::: INPUT DATA
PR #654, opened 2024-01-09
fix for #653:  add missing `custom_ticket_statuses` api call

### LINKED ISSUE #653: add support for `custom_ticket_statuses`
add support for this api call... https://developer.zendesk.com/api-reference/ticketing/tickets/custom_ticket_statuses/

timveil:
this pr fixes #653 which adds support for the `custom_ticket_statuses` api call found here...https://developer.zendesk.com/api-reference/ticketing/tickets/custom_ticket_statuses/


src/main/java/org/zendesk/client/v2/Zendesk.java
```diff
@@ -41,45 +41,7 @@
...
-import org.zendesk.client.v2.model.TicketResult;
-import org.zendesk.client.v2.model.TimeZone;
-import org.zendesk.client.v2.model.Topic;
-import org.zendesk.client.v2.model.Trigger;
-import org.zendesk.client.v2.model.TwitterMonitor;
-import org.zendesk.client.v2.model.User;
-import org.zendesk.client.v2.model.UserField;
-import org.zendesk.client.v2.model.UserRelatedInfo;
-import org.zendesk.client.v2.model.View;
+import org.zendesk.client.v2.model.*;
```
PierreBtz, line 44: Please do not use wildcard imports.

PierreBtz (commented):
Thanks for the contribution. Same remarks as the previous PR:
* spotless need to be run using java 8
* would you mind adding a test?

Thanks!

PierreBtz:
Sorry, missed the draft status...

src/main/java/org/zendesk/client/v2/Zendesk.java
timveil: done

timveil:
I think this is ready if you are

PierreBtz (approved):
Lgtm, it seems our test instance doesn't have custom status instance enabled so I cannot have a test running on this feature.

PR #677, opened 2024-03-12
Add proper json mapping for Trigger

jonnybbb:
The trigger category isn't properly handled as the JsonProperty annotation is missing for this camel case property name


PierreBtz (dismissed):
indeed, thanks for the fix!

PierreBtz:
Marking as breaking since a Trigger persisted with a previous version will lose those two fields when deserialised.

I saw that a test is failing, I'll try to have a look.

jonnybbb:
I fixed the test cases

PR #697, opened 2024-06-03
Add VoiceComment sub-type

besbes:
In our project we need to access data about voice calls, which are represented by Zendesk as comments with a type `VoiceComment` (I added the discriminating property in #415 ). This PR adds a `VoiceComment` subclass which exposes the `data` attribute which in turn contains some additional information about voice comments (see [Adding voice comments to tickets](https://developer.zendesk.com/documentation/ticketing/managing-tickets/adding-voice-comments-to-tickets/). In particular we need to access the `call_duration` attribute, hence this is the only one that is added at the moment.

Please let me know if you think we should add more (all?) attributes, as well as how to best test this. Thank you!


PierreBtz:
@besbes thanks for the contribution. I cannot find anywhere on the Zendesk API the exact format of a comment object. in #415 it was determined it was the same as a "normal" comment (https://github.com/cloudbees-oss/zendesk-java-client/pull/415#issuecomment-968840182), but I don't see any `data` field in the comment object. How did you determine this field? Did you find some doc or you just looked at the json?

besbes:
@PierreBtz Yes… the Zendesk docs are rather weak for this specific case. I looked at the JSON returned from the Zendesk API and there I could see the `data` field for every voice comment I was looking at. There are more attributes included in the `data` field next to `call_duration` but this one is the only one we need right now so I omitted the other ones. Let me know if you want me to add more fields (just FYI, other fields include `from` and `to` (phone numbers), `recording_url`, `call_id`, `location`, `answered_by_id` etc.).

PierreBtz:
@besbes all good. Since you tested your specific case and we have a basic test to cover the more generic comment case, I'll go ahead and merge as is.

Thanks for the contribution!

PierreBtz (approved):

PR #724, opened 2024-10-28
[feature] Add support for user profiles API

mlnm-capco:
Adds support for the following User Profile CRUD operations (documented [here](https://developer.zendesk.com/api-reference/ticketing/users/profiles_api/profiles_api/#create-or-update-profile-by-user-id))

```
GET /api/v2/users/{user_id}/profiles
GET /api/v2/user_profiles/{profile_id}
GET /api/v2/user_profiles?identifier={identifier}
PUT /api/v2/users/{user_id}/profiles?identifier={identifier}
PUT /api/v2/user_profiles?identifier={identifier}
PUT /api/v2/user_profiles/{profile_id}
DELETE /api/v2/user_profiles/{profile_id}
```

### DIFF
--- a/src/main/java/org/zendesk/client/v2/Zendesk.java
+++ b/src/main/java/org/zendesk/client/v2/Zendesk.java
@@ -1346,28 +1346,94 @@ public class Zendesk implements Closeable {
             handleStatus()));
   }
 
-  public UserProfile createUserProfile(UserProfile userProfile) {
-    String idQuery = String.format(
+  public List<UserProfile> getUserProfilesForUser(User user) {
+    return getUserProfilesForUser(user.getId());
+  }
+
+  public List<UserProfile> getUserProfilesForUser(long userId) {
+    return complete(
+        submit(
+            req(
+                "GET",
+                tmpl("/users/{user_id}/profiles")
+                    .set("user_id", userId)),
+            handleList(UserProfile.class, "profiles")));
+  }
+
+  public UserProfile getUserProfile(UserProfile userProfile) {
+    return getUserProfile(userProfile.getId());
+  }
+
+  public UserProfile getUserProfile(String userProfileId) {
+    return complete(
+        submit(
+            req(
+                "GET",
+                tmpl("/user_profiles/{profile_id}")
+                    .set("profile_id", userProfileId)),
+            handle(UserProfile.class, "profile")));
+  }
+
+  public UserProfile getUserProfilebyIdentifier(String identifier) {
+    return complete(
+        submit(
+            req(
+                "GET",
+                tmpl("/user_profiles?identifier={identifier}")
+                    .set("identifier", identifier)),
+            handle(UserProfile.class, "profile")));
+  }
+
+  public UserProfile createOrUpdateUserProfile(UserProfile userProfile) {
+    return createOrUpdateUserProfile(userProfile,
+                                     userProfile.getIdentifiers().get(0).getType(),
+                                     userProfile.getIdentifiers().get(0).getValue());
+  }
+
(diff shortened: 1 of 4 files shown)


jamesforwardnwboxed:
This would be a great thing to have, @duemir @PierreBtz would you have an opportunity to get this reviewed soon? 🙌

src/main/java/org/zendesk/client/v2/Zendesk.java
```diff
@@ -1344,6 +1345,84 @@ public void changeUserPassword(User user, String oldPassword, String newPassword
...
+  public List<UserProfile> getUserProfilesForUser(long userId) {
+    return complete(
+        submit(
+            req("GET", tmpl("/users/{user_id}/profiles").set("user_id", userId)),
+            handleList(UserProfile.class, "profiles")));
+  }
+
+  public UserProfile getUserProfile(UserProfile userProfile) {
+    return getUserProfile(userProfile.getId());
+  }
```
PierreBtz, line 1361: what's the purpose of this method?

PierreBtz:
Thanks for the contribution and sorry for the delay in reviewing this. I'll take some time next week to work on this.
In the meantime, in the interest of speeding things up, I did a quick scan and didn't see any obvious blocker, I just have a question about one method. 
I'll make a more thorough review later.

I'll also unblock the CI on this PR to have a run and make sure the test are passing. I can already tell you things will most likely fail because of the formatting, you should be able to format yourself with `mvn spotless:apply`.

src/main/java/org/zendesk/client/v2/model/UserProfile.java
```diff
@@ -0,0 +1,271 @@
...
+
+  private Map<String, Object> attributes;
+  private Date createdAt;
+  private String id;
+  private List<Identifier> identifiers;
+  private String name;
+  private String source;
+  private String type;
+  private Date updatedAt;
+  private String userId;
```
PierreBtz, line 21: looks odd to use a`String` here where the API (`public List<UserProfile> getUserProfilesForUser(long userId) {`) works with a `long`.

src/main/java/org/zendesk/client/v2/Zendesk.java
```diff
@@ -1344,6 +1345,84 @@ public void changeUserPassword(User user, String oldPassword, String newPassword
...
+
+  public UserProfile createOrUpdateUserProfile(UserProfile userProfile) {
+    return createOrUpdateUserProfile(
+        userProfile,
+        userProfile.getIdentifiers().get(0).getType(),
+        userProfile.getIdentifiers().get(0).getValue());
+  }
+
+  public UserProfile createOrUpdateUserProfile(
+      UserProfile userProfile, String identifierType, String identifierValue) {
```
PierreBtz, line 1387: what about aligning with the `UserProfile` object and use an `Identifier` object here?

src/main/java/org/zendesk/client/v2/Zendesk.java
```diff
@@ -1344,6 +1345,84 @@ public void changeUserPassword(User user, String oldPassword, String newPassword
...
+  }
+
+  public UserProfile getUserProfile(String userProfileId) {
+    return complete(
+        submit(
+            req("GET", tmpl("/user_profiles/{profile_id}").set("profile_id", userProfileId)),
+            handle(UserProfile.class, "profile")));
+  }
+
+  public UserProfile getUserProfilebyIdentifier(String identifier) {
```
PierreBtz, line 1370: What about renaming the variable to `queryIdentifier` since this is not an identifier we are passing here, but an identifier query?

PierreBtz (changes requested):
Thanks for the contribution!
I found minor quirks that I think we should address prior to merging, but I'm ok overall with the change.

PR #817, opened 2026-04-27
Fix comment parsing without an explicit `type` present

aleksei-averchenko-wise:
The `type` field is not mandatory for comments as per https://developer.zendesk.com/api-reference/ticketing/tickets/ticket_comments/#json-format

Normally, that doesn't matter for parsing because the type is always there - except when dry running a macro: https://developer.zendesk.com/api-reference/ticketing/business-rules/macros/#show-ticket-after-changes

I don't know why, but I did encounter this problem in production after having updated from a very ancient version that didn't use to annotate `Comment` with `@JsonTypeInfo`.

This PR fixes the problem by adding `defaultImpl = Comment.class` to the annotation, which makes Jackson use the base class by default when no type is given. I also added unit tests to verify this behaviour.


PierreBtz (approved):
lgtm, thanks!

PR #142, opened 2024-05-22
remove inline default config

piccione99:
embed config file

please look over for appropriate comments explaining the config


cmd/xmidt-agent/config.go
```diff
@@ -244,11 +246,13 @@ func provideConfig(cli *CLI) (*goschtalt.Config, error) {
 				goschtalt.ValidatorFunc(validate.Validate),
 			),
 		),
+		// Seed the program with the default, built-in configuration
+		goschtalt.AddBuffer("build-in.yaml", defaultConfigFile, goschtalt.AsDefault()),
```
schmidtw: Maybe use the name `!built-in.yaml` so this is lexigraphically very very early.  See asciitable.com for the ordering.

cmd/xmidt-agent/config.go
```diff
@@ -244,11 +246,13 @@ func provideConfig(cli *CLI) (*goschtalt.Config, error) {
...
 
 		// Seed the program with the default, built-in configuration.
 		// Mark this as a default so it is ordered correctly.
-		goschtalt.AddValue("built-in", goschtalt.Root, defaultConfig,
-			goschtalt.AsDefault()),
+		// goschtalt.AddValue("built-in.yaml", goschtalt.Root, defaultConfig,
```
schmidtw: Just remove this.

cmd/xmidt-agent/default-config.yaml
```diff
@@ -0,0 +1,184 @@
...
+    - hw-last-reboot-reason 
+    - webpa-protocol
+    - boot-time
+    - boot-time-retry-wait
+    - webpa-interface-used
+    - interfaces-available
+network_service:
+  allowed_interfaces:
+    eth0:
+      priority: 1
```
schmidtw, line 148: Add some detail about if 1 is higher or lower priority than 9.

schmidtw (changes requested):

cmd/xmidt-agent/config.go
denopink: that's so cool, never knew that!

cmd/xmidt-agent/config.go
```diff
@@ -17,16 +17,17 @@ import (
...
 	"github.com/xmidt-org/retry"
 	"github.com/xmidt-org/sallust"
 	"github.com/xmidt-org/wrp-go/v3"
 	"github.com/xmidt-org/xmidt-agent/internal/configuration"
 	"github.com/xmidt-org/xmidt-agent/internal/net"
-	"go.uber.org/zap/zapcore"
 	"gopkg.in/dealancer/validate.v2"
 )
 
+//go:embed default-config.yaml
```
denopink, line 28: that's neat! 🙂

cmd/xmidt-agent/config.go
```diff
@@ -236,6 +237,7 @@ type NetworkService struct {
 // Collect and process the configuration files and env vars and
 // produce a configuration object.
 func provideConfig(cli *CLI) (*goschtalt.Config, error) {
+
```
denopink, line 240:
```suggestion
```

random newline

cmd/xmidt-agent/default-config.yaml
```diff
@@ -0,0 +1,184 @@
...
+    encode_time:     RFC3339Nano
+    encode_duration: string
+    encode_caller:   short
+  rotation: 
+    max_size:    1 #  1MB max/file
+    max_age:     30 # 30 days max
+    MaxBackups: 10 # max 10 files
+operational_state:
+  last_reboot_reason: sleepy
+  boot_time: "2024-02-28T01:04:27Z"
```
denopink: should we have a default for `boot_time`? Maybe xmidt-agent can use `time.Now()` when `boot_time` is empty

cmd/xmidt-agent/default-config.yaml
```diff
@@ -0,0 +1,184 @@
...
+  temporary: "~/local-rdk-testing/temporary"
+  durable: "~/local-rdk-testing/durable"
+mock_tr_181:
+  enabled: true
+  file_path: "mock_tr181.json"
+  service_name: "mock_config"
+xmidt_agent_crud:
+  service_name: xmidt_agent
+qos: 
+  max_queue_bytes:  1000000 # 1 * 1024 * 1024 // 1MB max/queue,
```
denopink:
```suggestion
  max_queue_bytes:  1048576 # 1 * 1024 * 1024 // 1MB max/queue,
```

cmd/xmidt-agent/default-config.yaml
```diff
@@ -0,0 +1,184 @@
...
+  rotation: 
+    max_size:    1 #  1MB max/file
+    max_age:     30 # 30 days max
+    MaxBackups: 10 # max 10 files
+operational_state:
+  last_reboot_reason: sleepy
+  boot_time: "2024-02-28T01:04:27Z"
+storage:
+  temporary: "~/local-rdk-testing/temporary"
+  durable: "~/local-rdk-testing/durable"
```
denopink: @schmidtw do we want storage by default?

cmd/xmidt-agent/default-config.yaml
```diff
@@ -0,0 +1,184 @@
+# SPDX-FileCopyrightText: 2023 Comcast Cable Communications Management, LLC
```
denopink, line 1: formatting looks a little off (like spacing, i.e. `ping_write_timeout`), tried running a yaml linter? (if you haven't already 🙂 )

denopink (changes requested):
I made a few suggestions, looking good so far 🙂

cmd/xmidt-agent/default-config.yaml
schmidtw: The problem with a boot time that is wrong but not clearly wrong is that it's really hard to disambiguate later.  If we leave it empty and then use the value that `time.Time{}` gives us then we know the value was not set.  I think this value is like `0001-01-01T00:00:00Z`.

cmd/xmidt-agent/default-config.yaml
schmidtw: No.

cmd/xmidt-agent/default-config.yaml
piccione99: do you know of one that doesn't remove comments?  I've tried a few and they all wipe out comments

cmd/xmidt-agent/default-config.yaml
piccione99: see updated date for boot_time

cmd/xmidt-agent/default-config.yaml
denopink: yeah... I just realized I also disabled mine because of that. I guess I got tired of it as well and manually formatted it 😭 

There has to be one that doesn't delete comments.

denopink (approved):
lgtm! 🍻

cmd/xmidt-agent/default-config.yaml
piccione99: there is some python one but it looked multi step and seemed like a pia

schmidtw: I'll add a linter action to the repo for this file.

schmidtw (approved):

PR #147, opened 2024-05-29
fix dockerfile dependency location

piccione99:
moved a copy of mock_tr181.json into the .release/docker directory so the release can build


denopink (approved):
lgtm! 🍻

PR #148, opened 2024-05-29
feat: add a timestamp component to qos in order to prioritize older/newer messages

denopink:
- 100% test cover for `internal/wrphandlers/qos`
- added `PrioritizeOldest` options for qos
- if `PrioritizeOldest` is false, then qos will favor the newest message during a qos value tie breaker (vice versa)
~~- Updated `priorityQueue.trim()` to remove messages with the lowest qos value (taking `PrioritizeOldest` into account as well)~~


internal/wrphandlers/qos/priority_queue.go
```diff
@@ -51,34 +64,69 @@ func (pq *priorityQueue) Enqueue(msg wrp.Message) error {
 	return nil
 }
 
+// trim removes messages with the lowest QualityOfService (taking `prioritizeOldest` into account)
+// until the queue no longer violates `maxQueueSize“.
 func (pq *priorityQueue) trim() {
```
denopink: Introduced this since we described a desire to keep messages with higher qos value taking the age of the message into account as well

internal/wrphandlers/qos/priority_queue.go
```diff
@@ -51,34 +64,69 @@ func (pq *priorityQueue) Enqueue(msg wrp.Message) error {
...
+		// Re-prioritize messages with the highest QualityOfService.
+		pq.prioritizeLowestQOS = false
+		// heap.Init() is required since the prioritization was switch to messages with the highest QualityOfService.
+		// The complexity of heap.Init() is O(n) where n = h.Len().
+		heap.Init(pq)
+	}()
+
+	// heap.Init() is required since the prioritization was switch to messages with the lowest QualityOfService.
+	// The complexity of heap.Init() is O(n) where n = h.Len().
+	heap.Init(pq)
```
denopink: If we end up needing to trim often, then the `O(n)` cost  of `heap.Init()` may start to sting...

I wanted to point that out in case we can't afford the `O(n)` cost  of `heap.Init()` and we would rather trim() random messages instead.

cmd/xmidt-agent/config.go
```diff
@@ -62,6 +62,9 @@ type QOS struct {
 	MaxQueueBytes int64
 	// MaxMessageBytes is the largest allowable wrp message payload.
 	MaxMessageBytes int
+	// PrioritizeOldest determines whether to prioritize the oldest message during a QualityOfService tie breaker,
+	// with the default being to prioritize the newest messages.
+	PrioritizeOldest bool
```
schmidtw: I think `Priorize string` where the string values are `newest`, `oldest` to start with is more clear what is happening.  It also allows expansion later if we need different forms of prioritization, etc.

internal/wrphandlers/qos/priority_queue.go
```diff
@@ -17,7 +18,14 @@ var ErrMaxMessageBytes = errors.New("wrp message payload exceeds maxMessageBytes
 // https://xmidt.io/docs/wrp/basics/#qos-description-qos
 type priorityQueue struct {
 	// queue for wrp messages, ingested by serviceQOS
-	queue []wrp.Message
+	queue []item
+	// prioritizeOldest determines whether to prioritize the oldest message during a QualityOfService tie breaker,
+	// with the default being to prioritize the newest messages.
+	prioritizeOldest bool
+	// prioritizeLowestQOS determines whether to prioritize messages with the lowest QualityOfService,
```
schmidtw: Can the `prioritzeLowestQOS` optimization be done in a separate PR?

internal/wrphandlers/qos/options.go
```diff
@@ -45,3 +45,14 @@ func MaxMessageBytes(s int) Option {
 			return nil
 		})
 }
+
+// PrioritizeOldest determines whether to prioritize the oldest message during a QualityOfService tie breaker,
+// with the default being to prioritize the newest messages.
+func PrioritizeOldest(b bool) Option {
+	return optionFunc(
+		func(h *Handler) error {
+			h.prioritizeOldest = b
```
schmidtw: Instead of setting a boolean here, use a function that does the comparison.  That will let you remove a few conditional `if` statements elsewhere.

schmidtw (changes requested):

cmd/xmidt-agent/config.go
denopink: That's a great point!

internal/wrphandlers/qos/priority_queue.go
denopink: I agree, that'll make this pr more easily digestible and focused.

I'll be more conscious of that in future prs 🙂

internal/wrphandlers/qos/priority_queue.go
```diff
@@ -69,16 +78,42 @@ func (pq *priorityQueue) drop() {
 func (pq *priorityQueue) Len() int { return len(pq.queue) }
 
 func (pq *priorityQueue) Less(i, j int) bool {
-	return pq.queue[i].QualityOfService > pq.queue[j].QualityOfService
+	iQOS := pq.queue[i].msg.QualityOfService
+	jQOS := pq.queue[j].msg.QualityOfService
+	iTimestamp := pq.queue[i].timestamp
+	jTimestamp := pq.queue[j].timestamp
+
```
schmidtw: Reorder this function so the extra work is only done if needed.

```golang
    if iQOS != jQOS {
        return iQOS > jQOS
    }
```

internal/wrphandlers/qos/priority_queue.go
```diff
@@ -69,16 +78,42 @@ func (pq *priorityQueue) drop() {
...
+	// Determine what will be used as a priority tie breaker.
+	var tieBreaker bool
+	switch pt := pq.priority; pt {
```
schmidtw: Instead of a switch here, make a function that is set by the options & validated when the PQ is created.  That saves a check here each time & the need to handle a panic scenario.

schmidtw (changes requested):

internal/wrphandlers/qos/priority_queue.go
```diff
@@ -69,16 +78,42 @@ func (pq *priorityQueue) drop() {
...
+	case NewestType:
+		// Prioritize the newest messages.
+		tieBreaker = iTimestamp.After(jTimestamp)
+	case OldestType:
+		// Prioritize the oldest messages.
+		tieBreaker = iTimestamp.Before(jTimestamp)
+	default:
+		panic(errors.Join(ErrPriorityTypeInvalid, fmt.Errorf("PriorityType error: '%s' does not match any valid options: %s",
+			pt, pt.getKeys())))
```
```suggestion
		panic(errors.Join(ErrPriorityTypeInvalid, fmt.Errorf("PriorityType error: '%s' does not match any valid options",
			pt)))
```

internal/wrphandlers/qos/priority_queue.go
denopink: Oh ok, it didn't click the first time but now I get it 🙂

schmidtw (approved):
::::::
*WHAT THE EXERCISE ASKS*
Filter the records down to the lines containing the word "userId", and copy those.

*RESPONSE AREA*
+  public List<UserProfile> getUserProfilesForUser(long userId) {
+                    .set("user_id", userId)),
+  public List<UserProfile> getUserProfilesForUser(long userId) {
+            req("GET", tmpl("/users/{user_id}/profiles").set("user_id", userId)),
+  private String userId;
PierreBtz, line 21: looks odd to use a`String` here where the API (`public List<UserProfile> getUserProfilesForUser(long userId) {`) works with a `long`.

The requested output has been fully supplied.